If my theory is correct (and remember, I have no inside knowledge), then ParAccel has ignored everything I have done in my research on column-stores the past 6 years. My whole PhD dissertation is about the order of magnitude performance improvement you get by building a query executer specifically for column-stores (instead of using a row-store query executer), which I talked about at SIGMOD last week. I can't help but to take it a little personally that they have not read my papers on this subject, like my column-stores vs row-stores paper from last year. ParAccel would be antithetical to everything I stand for.

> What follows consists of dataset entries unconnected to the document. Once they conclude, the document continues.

PR #363, opened 2022-03-07
Adding one cell on previous subsection only at right or left side

tadam50:

No

Feature

When addCellForBusInfo parameter of BlockOrganizer is set to true, one cell is adding on previous subsection only at right and left side

Replace addCellForBusInfo parameter of BlockOrganizer by a map (bus id / side) 
in order to add cell on previous subsection only at right or left side

**Other information**:

### DIFF
--- a/single-line-diagram-core/src/main/java/com/powsybl/sld/svg/DiagramLabelProvider.java
+++ b/single-line-diagram-core/src/main/java/com/powsybl/sld/svg/DiagramLabelProvider.java
@@ -10,9 +10,11 @@ import com.powsybl.sld.model.BusNode;
 import com.powsybl.sld.model.FeederNode;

Given how neatly my theory explains my four questions, I am pessimistic that someone will be able to recover my perception of ParAccel's product. But I would be happy if someone from ParAccel could confirm or deny what I have said, and if there are alternative explanations to my four questions, I'd love to hear them in an open forum such as comments on this blog. Please though, let's try to keep the conversation polite and civil.